Jetson NX camera development is not one SDK. It is a stack. The relevant layer depends on the camera type, whether the Jetson ISP is involved, whether the output is a video stream or an AI perception pipeline, and whether the application lives in robotics, industrial inspection, video analytics, or a custom embedded product.
This note is a companion to Codex on NVIDIA Ubuntu: AI-Native Development Architecture. The larger thesis is that Codex can operate inside a real NVIDIA Ubuntu development environment. Jetson NX camera work is a good concrete target because it forces the agent to reason across hardware, drivers, camera APIs, GStreamer, AI inference, and application code.
Rule of thumb: start by identifying the camera path. USB/UVC, CSI Bayer through ISP, raw CSI driver bring-up, DeepStream analytics, and ROS perception all point to different NVIDIA APIs.
The base layer: JetPack and Jetson Linux
JetPack SDK is the foundation. It packages Jetson Linux, CUDA, TensorRT, cuDNN, VPI, multimedia libraries, samples, and developer tooling for Jetson. For Jetson NX work, JetPack is not optional background material. It defines the Linux release, kernel, camera stack, CUDA generation, TensorRT generation, and supported higher-level SDKs.

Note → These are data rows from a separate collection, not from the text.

PR #2577, opened 2019-07-31
Support urls in clinical data

kalletlak:
# What? Why?
Partial fix https://github.com/cBioPortal/cbioportal/issues/6383
Supports only links in clinical data in study view and patient view pages

Example

Screen Shot 2019-07-31 at 12 30 54 PM
Screen Shot 2019-07-31 at 12 31 20 PM

### DIFF
--- a/src/public-lib/lib/StringUtils.spec.ts
+++ b/src/public-lib/lib/StringUtils.spec.ts
@@ -1,6 +1,6 @@
 import { assert } from 'chai';
 import {
-    unescapeTabDelimited, longestCommonStartingSubstring, stringListToIndexSet, stringListToSet, unquote
+    unescapeTabDelimited, longestCommonStartingSubstring, stringListToIndexSet, stringListToSet, unquote, isUrl
 } from "./StringUtils";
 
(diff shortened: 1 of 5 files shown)


src/public-lib/lib/StringUtils.spec.ts
```diff
@@ -38,4 +38,16 @@ describe("unquote and decodeTabDelimited", () => {
         assert.equal(unquote(unescapeTabDelimited("\"cBioPortal\\n'Redefining'\\t\"Data Analysis\"\"")),
             "cBioPortal\n\'Redefining\'\t\"Data Analysis\"");
     });
+});
+
+
+describe("isUrl", () => {
+    it("gives correct result on various inputs", ()=>{
+        assert.isFalse(isUrl("example.com"))
```
zhx828: We don't want to support any link without protocol?

kalletlak: that isn't supported. only http and https are supported
btw its `assert.isFalse`

zhx828:
These failing tests are related to the base branch.

PR #2583, opened 2019-08-05
Make the EllipsisTextTooltip a block component

zhx828:
- Make the EllipsisTextTooltip a block component
- Remove property shownWidth (it was introduced in https://github.com/cBioPortal/cbioportal-frontend/pull/2110 to solve the scrollWidth is 0 issue, which has explained in the following link)
- Also let TrucatedText component supports `never` addTooltip

Based on the following article, the scrollWidth is not alwasy working especially in chrome. We are changing the component to a block component.
https://stackoverflow.com/questions/13226296/is-scrollwidth-property-of-a-span-not-working-on-chrome


zhx828:
@adamabeshouse I agree. Any place wants to use the EllipsisTextTooltip should update the parent style considering this is a block element. Or use the TruncatedText for a inline component.

alisman:
So, what's the process for merging this?  I mean, sounds like there need to be updates?

zhx828:
@alisman all components where use the EllipsisTextTooltip have been either updated to new spec or changed to use TruncatedText. The pr should be good to go if there is no other code related issues.

zhx828:
@alisman oh I'm gonna update the screenshots

zhx828:
@alisman updated all screenshots.

I do think all 10 screenshots should be updated, @adamabeshouse just in case, could you take a look?

PR #2588, opened 2019-08-07
Fix query link after saving virtual study

kalletlak:
# What? Why?
Fix https://github.com/cBioPortal/cbioportal/issues/5179


alisman:
@kalletlak There was some github bug.  This was merged successfully but github didn't record it as merged.

PR #2603, opened 2019-08-15
Fix issue while fething user preference

kalletlak:


zhx828:
The failing tests are in the base branch, not related to this pr.

PR #2606, opened 2019-08-16
Change treatmentCache from @cached getter to readonly variable

pvannierop:
# Problem
When treatment response profiles are the only type of molecular profile in a study, heatmap tracks do not show for these profiles in oncoprint.

# Fix
The @cached annotation of the treatmentCache caused this behaviour. After consultation with @adamabeshouse  the @cached annotation was replaced with a readonly variable. This solves the problem, but leaves open why the @cached annotation caused problems.


pvannierop:
Of course. GeneCache and genesetCache were changed into readonly vars.

inodb:
Gonna merge this - let's fix further in post review if new errors show up

PR #2609, opened 2019-08-19
Clean up and modify overlap exclusion indicator

adamabeshouse:


src/pages/groupComparison/OverlapExclusionIndicator.tsx
```diff
@@ -12,174 +13,168 @@ export interface IOverlapExclusionIndicatorProps {
...
-                            </span>
-                        );
-                    }
-                    break;
+        return (
+            <div>
+                <i
+                    className={`fa fa-md ${this.classNames.icon}`}
+                    style={{
+                        color: "#000000",
```
alisman: isn't this default color?

adamabeshouse: true

tmazor:
Looks good! Just a few super minor comments:

- I think the first line here (overlap tab, overlapping samples included) can be removed since it's mostly redundant with the new text.
image

- For consistency with the updated text on the other tabs, can we remove "n=" from this text (survival with overlapping samples included)?
image

- This is really me getting picky but... on the clinical tab, we show both the sample & patient text, and I'm finding it slightly confusing to say "this sample-level analysis" and "this patient-level analysis". How about changing it to say "...[included or excluded] from [sample or patient]-level analysis below." If we do this, let's do it on all tabs, not just clinical.

- I don't think I can test this, but the 3.1 release has the patient-level enrichment option. Just want to confirm that when this code is merged with that code, that the Mutations and Copy-Number tabs will switch between the sample & patient messages according to which is selected?

tmazor:
Actually I just came across a weird bug...

Go to the link below. When I move my mouse over the KM plot, the page goes blank and the following appears in the console. This happens only when local.storage is pointing to this PR.

image


https://www.cbioportal.org/comparison/survival?overlapStrategy=Include&sessionId=5cf6aa24e4b0ab4137874305&unselectedGroups=%5B%22Thyroid%20Cancer%22%2C%22Soft%20Tissue%20Sarcoma%22%2C%22Skin%20Cancer%2C%20Non-Melanoma%22%2C%22Esophagogastric%20Cancer%22%2C%22Endometrial%20Cancer%22%2C%22Head%20and%20Neck%20Cancer%22%2C%22Glioma%22%2C%22Gastrointestinal%20Stromal%20Tumor%22%2C%22Melanoma%22%2C%22Hepatobiliary%20Cancer%22%5D

adamabeshouse:
@tmazor I made your first three changes. Re: patient enrichments, there's no way to make that change before we merge it unfortunately, so I'll just have to consider this issue open until we merge master to release, and I'll make the necessary changes.

Thats a weird error, I'm looking into it. Note to self: looks like an issue with using a react functional component in heroku

adamabeshouse:
@tmazor actually looks now like the error has disappeared. can you confirm?

tmazor:
Awesome! Looks great to me!

I can no longer replicate that error anymore either, so yes, I guess it is fixed.

src/pages/groupComparison/OverlapExclusionIndicator.tsx
adamabeshouse: I was just about to take it out but then I thought, theres some chance that errant CSS could target this, so maybe it makes sense to make it explicit here?

alisman: I mean, if it's part of the class of things "text" then it should be default.  If not then ....

PR #2612, opened 2019-08-19
Fix layout in localdb e2e tests.  Add attribute brackets.

alisman:


end-to-end-test/local/runtime-config/run_container_screenshot_test.sh
```diff
@@ -10,6 +10,7 @@ docker run -it --rm \
     --network="$DOCKER_NETWORK_NAME" \
     -e CBIOPORTAL_URL="$CBIOPORTAL_URL" \
     -e SCREENSHOT_DIRECTORY="$SCREENSHOT_DIRECTORY"\
+    -e FRONTEND_TEST_USE_LOCAL_DIST=true \
```
alisman: in absence of this setting, tests will be run with localdev=true.   the app will still work, but the global stylesheet will not be included.   (in development mode, the local stylesheet it is injected by dev server as a <style> tag so that it can be hot-reloaded.)

PR #2619, opened 2019-08-20
Save cancer genes filter to user settings

kalletlak:
# What? Why?
Fix https://github.com/cBioPortal/cbioportal/issues/6274

### DIFF
--- a/src/pages/studyView/StudyViewPageStore.ts
+++ b/src/pages/studyView/StudyViewPageStore.ts
@@ -137,7 +137,8 @@ export type ChartUserSetting = {
         w: number;
         h: number;
     },
-    patientAttribute: boolean
+    patientAttribute: boolean,
+    filterByCancerGenes?:boolean
 }
 
 export type StudyPageSettings = {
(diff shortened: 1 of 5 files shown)


src/pages/studyView/StudyViewPageStore.ts
```diff
@@ -2443,12 +2449,25 @@ export class StudyViewPageStore {
         }
     });
 
+    @observable _filterMutatedGenesTableByCancerGenes?: boolean;
```
alisman: is there a reason not to just initialize these here? why leave them undefined?

src/pages/studyView/tabs/SummaryTab.tsx
```diff
@@ -196,6 +196,10 @@ export class StudySummaryTab extends React.Component<IStudySummaryTabProps, {}>
                 props.getData = () => this.store.getMutatedGenesDownloadData();
                 props.genePanelCache = this.store.genePanelCache;
                 props.downloadTypes = ["Data"];
+                props.filterByCancerGenes= this.store.filterMutatedGenesTableByCancerGenes;
+                props.onToggleCancerGeneFilter = (filtered: boolean) => {
+                    this.store._filterMutatedGenesTableByCancerGenes = filtered;
```
alisman: if the property has an underscore, i think that is supposed to indicate it's private.  but here we mutate it from outside.    i realize we have consistent convention here.     also, this should be runInAction.

src/pages/studyView/StudyViewPageStore.ts
```diff
@@ -2398,12 +2399,17 @@ export class StudyViewPageStore {
...
                 const id = attribute.uniqueKey
+                const chartType = this.chartsType.get(id)
                 chartSettingsMap[attribute.uniqueKey] = {
                     id,
-                    chartType: this.chartsType.get(id), // add chart type
+                    chartType,
                     patientAttribute: this.chartMetaSet[id].patientAttribute // add chart attribute type
                 }
-
+                if(chartType === "MUTATED_GENES_TABLE") {
```
alisman: seems like these constants are used elsewhere so maybe an enum?

src/pages/studyView/StudyViewPageStore.ts
```diff
@@ -2398,12 +2399,17 @@ export class StudyViewPageStore {
         if(this.isSavingUserPreferencePossible) {
             this.visibleAttributes.forEach(attribute => {
                 const id = attribute.uniqueKey
+                const chartType = this.chartsType.get(id)
```
alisman: lets get some semi colons here

PR #2889, opened 2019-11-21
Oncokb auth

zhx828:


src/shared/api/urls.ts
```diff
@@ -153,12 +153,19 @@ export function getProxyUrlIfNecessary(url:any) {
...
-    } else {
-        return undefined;
+export function getOncoKbProxyApiUrl() {
+    if (AppConfig.serverConfig.oncoKbTokenEnabled) {
+        return buildCBioPortalAPIUrl(`proxy/oncokb`);
+    }
+    // TODO workaround for temporary backward compatibility
+    //  remove this after documenting OncoKB token for all portal instances
+    else {
+        let url = (AppConfig.serverConfig as any).oncokb_public_api_url;
```
onursumer: need to cast as any since `oncokb_public_api_url` is no longer part of the `serverConfig` definition

PR #2891, opened 2019-11-21
Routing Improvements

Luke-Sikina:
Fix cBioPortal/cbioportal#6768

- invalid subpaths (tabs) result in a 404 page
- 404 page is more consistent with regular error page

### DIFF
--- a/src/pages/groupComparison/GroupComparisonTabs.ts
+++ b/src/pages/groupComparison/GroupComparisonTabs.ts
@@ -1,0 +1,9 @@
+export enum GroupComparisonTab {
+    OVERLAP = "overlap",
+    MUTATIONS = "mutations",
+    CNA = "cna",
+    MRNA = "mrna",
+    PROTEIN = "protein",
+    SURVIVAL = "survival",
+    CLINICAL = "clinical"
+}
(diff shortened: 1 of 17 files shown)


src/pages/groupComparison/GroupComparisonTabs.ts
```diff
@@ -0,0 +1,9 @@
+export enum GroupComparisonTab {
```
Luke-Sikina: I could use some help here. I had to pull these enums into their own tabs in order to get the imports to work correctly in `routes.jsx`. When I just imported them in their respective files, the app compiled, but failed at runtime with the following message
```
utilities.js:38 Uncaught TypeError: Cannot read property 'appendChild' of null
    at Object../node_modules/units-css/lib/utilities.js.utilities.getCreatedElementDimensions (utilities.js:38)
    at Object../node_modules/units-css/lib/utilities.js.utilities.getCreatedElementWidth (utilities.js:51)
    at utilities.js:114
    at Object../node_modules/units-css/lib/utilities.js (utilities.js:117)
    at __webpack_require__ (bootstrap:766)
    at fn (bootstrap:129)
    at Object../node_modules/units-css/lib/conversions/length.js (length.js:6)
    at __webpack_require__ (bootstrap:766)
    at fn (bootstrap:129)
    at Object../node_modules/units-css/lib/conversions/index.js (index.js:8)
```

alisman:
@Luke-Sikina, so, looking at this i'm thinking that we need to take a different route (no pun intended).  It's my fault.  The tabId path segment /page/tabId should really be handled entirely by the tab component.   If it gets fed a tabid that doesn't corrrespond to anything, it should have an error (no correpoding tab).  This should be built into MSKTabs component.    Lets discuss further

PR #2892, opened 2019-11-22
Monorepo with yarn workspaces and lerna

onursumer:
- Enabled `yarn workspaces` for package management -- needed to update the yarn to the latest version for this.
- Using `lerna` for multi package tasks (test, build, publish, etc.)
- Moved `src/public-lib` contents under `packages/cbioportal-frontend-commons` with a proper `package.json` and updated references accordingly -- this increases the number of files changed dramatically, but majority of these changes are just reference updates.
- Using shared `rollup` and `ts` config options to bundle modules under packages.
- Added github workflow to auto publish public packages to npm.

# Checks


inodb:
@onursumer Nice work! Just wanted to share I found something describing lerna and yarn workspaces. Maybe of interest: https://doppelmutzi.github.io/monorepo-lerna-yarn-workspaces/. Lerna seems more powerful for publishing individual packages but yarn workspaces allows skipping the bootstrap step. You can use both as well

When we introduce lerna, we prolly need some docs on how to install packages. Like how to install a dependency for one of the projects vs a dependency for all of them.  As well as how to run the individual projects

lerna.json
```diff
@@ -0,0 +1,9 @@
+{
+  "npmClient": "yarn",
```
onursumer: use yarn instead of lerna

lerna.json
```diff
@@ -0,0 +1,9 @@
...
+  "packages": [
```
onursumer: we need to add root to make `cbioportal-frontend` part of the monorepo, all other modules should be added under packages from now on.

lerna.json
```diff
@@ -0,0 +1,9 @@
...
+    ".",
+    "packages/*"
+  ],
+  "version": "independent",
```
onursumer: this is required for each package to have a different package version

lerna.json
```diff
@@ -0,0 +1,9 @@
...
+  "useWorkspaces": true
```
onursumer: enable `yarn workspaces`

package.json
```diff
@@ -1,29 +1,37 @@
 {
   "name": "cbioportal-frontend",
+  "private": true,
+  "version": "0.0.0",
+  "workspaces": {
+    "packages": [".", "packages/*"]
```
onursumer: this is identical to the `packages` property of `lerna.json`

package.json
```diff
@@ -1,29 +1,37 @@
...
+  },
   "description": "",
   "scripts": {
     "start": "./scripts/env_vars.sh && eval \"$(./scripts/env_vars.sh)\" && cross-env NODE_ENV=development webpack-dev-server",
     "startSSL": "./scripts/env_vars.sh && eval \"$(./scripts/env_vars.sh)\" && cross-env NODE_ENV=development webpack-dev-server --https",
+    "startAll": "lerna run start --parallel",
```
onursumer: runs `yarn start` for all workspaces in parallel. great feature for development.

package.json
```diff
@@ -1,29 +1,37 @@
...
     "clean": "rimraf dist tsDist common-dist",
     "build": "yarn run clean && yarn run compileOqlParser && yarn run buildDLL:prod && cross-env NODE_ENV=production NODE_OPTIONS=--max-old-space-size=2048 webpack",
+    "buildAll": "lerna run build --stream",
+    "buildModules": "lerna run build --ignore=cbioportal-frontend --stream",
```
onursumer: build all workspaces except the main app

package.json
```diff
@@ -1,29 +1,37 @@
...
+    "publishModules": "lerna run publish from-package --yes",
```
onursumer: publish packages that are not already published to npm, by checking the `version` of each `package.json` (see https://github.com/lerna/lerna/tree/master/commands/publish#bump-from-package)

package.json
```diff
@@ -32,12 +40,13 @@
     "test": "export NODE_OPTIONS=--max-old-space-size=2048; karma start karma.conf.js",
     "test:watch": "yarn run test -- --watch",
     "test:debug": "yarn run test -- --debug --browsers=Chrome_with_debugging --single-run=false",
+    "testAll": "lerna run test --stream",
```
onursumer: run `yarn test` for all workspaces

package.json
```diff
@@ -32,12 +40,13 @@
...
     "prettierLastCommit": "yarn run prettier --write $(git diff-tree --no-commit-id --name-only -r $(git rev-parse HEAD))",
     "syncmock": "node src/test/fetchMockData.js --diff"
   },
   "engines": {
     "node": "8.12.0",
-    "yarn": "1.13.0"
+    "yarn": "1.21.1"
```
onursumer: we need to update the yarn version for workspaces to work properly

packages/config/rollup.config.js
```diff
@@ -0,0 +1,58 @@
+import typescript from 'rollup-plugin-typescript2';
```
onursumer: Shared rollup config file. Currently there is only one module (`cbioportal-frontend-commons`) using this config. But the plan is to move `react-mutation-mapper` under this monorepo as well.

src/shared/components/query/MolecularProfileSelector.tsx
```diff
@@ -1,174 +1,174 @@
-import * as _ from 'lodash';
-import * as React from 'react';
-import {MolecularProfile} from "../../api/generated/CBioPortalAPI";
-import FontAwesome from "react-fontawesome";
-import * as styles_any from './styles/styles.module.scss';
-import {observer} from "mobx-react";
-import classNames from 'classnames';
-import { FlexRow } from "../flexbox/FlexBox";
-import {QueryStoreComponent} from "./QueryStore";
-import DefaultTooltip from "../../../public-lib/components/defaultTooltip/DefaultTooltip";
```
onursumer: This is actually the only change in this file. The whole file seems to be updated because of a `new line` difference between Windows and other systems.

package.json
```diff
@@ -1,29 +1,38 @@
...
+  },
   "description": "",
   "scripts": {
     "start": "./scripts/env_vars.sh && eval \"$(./scripts/env_vars.sh)\" && cross-env NODE_ENV=development webpack-dev-server",
     "startSSL": "./scripts/env_vars.sh && eval \"$(./scripts/env_vars.sh)\" && cross-env NODE_ENV=development webpack-dev-server --https",
+    "startAll": "lerna run start --parallel",
     "clean": "rimraf dist tsDist common-dist",
     "build": "yarn run clean && yarn run compileOqlParser && yarn run buildDLL:prod && cross-env NODE_ENV=production NODE_OPTIONS=--max-old-space-size=2048 webpack",
+    "buildAll": "lerna run build --stream",
+    "buildNetlify": "./scripts/env_vars.sh && eval \"$(./scripts/env_vars.sh)\" && yarn run buildAll",
```
inodb: @onursumer Maybe `buildAll` can be the same as `buildNetlify`, seems like you would always want to use the env variables right?

inodb:
@onursumer just thought of something: we should also check whether jitpack will still work. When you include the frontend repo in the backend repo it gets build on jitpack using this maven pom file: https://github.com/cBioPortal/cbioportal-frontend/blob/master/pom.xml#L28-L31. You might need to add lerna there as well. You can test it locally by running `mvn clean install` in the root of the frontend repo. To test on jitpack you can try to compile the backend repo pointing this pom to your fork and commit: https://github.com/cBioPortal/cbioportal/blob/master/pom.xml#L273-L274

package.json
```diff
@@ -1,43 +1,55 @@
...
-    "start": "./scripts/env_vars.sh && eval \"$(./scripts/env_vars.sh)\" && cross-env NODE_ENV=development webpack-dev-server",
-    "startSSL": "./scripts/env_vars.sh && eval \"$(./scripts/env_vars.sh)\" && cross-env NODE_ENV=development webpack-dev-server --https",
+    "start": "lerna run watch --parallel",
+    "startSSL": "lerna run watchSSL --parallel",
+    "watch": "./scripts/env_vars.sh && eval \"$(./scripts/env_vars.sh)\" && cross-env NODE_ENV=development webpack-dev-server",
+    "watchSSL": "./scripts/env_vars.sh && eval \"$(./scripts/env_vars.sh)\" && cross-env NODE_ENV=development webpack-dev-server --https",
     "clean": "rimraf dist tsDist common-dist",
-    "build": "yarn run clean && yarn run compileOqlParser && yarn run buildDLL:prod && cross-env NODE_ENV=production NODE_OPTIONS=--max-old-space-size=2048 webpack",
+    "build": "./scripts/env_vars.sh && eval \"$(./scripts/env_vars.sh)\" && yarn run buildAll",
+    "buildAll": "yarn run buildModules && yarn run buildMain",
```
onursumer: currently, jitpack is the only use case where we don't need to set env vars, so we call `buildAll` instead of `build` there.

PR #2893, opened 2019-11-22
Fix long runtimes for e2e-localdb tests

pvannierop:
Fix cBioPortal/cbioportal#6844

This PR corrects long running times for e2e-localdb tests. Cause was output of docker pull command being part of the database contents hash.


pvannierop:
Not at this place in the code. This code will only create the fingerprint. At other points the docker build command is issued again. Here the errors will be visible.

PR #2896, opened 2019-11-23
Allow setting BACKEND on CircleCI

inodb:
On the backend repo the e2e localdb test were giving an error because a
BACKEND variable was being set in custom.sh. This changes the test to
check if the commit itself contains BACKEND such that changes to
custom.sh not checked in are ignored


inodb:
Also fixed the screenshot, there is some issue with updating them: https://github.com/cBioPortal/cbioportal/issues/6855

inodb:
Gonna merge this since it's a pretty trivial fix and would like to have ✅master branches on frontend and backend. Feel free to add comments here or open issues if u find any problems and ill try to address them

PR #2900, opened 2019-11-25
results view oncoprint - fix wrapping behavior in tooltip

adamabeshouse:
this PR just adds "display:inline-block" to spans that are "white-space:nowrap" to make them wrap as blocks

image


zhx828:
@adamabeshouse should it wrap by word?

adamabeshouse:
@zhx828 this is only to address the issue with overflowing gene panel ids as seen in the linked issue:

image

PR #2902, opened 2019-11-25
Refactor Comparison group manager, and fix checkbox alignment

adamabeshouse:
before:
image

after:
image

### DIFF
--- a/src/pages/groupComparison/comparisonGroupManager/GroupCheckbox.tsx
+++ b/src/pages/groupComparison/comparisonGroupManager/GroupCheckbox.tsx
@@ -98,6 +98,35 @@ export default class GroupCheckbox extends React.Component<IGroupCheckboxProps, 
         );
     }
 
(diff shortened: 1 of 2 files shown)


src/pages/groupComparison/comparisonGroupManager/GroupCheckbox.tsx
```diff
@@ -98,6 +98,35 @@ export default class GroupCheckbox extends React.Component<IGroupCheckboxProps,
...
+            >
+                <input
+                    type="text"
+                    value={this.nameInput}
+                    onChange={this.handleNameInputChange}
+                    style={{width:174}}
+                />
+            </DefaultTooltip>
+        );
+    }
```
zhx828: I don't see any content changes for this block. Let me know if it's not the case.

adamabeshouse: thats right

PR #2908, opened 2019-11-29
Update clinical timeline version to v0.0.19

inodb:
New version allows abbreviations in track name if abbreviation shorter than 5 characters and keeps camelcasing if the track name already has that. See also https://github.com/cBioPortal/clinical-timeline/pull/114


Sjoerd-van-Hagen:
Thanks @inodb.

Jetson Linux, sometimes still referred to through the older L4T vocabulary, is where the camera driver framework, device tree integration, V4L2 media-controller support, Argus camera path, and multimedia components live. If you are bringing up a CSI sensor, this is the layer where the hard work usually begins.
The camera capture layer
NVIDIA's Jetson camera documentation describes the practical camera architecture around three application paths:
If the application needs ISP features for a CSI camera, Argus and nvarguscamerasrc are central. If the camera is a USB webcam, V4L2 and GStreamer may be enough. If the team is developing a custom MIPI CSI sensor driver, start with Jetson Linux camera driver bring-up and V4L2 validation before pretending the app layer is the problem.
The pipeline layer: GStreamer and Multimedia API
GStreamer is the practical glue for camera capture, display, encode, stream, and handoff into AI pipelines. On Jetson, NVIDIA's accelerated GStreamer elements matter because they keep data on accelerated paths instead of bouncing every frame through slow CPU copies.
Jetson Multimedia API matters when the application needs lower-level access to hardware encode/decode, buffers, or video processing primitives. A lot of teams can stay at GStreamer level first, but the Multimedia API becomes relevant when the product needs tighter control over performance, latency, buffers, or custom integration.
The vision and inference layer
Once frames are captured reliably, the next question is what the application does with them.
| SDK | Use it when |
|---|---|
| VPI | You need accelerated computer vision or image processing on Jetson hardware accelerators. |
| CUDA | You need custom GPU kernels or GPU-side image/model pre/post-processing. |
| TensorRT | You need optimized neural network inference from camera frames. |
| cuDNN | You are using deep learning frameworks or lower-level neural network acceleration. |
| DeepStream | You are building video analytics: detection, tracking, multi-stream processing, metadata, and streaming output. |
| Isaac ROS | You are building robotics perception, ROS 2 graphs, visual SLAM, stereo, depth, or navigation-related camera workflows. |
Common project shapes
USB camera prototype
Use V4L2 and GStreamer first. Prove capture with v4l2src, then decide whether the app needs DeepStream, TensorRT, or a custom Python/OpenCV pipeline.
CSI camera with Jetson ISP
Use the Jetson camera stack, Argus, and nvarguscamerasrc. If the sensor is not already supported, expect sensor driver, device tree, and image quality tuning work.
Custom raw sensor bring-up
Start at Jetson Linux camera driver development. Validate the V4L2 media-controller path before building higher-level app code. This is not primarily a DeepStream problem yet.
Industrial video analytics
Use GStreamer and DeepStream, then TensorRT for optimized inference. DeepStream is the most relevant higher-level SDK when the camera feed becomes an AI analytics pipeline.
Robotics camera system
Use Isaac ROS where ROS 2, robotics perception, sensor graphs, stereo, visual SLAM, or navigation integration matter. The camera capture layer still has to be correct underneath.
Why this matters for Codex
This is exactly the kind of stack where a repo-aware agent can help. A human can say, "This is an Orin NX camera app using a CSI sensor and DeepStream," and Codex can turn that into a concrete checklist: host facts, JetPack version, camera path, V4L2 validation, GStreamer smoke test, inference path, sample app, and documentation.
The important thing is to give Codex the right architecture map. Without it, every camera problem looks like an application bug. With it, the agent can ask the better question: are we failing at the sensor, driver, capture, pipeline, inference, or product layer?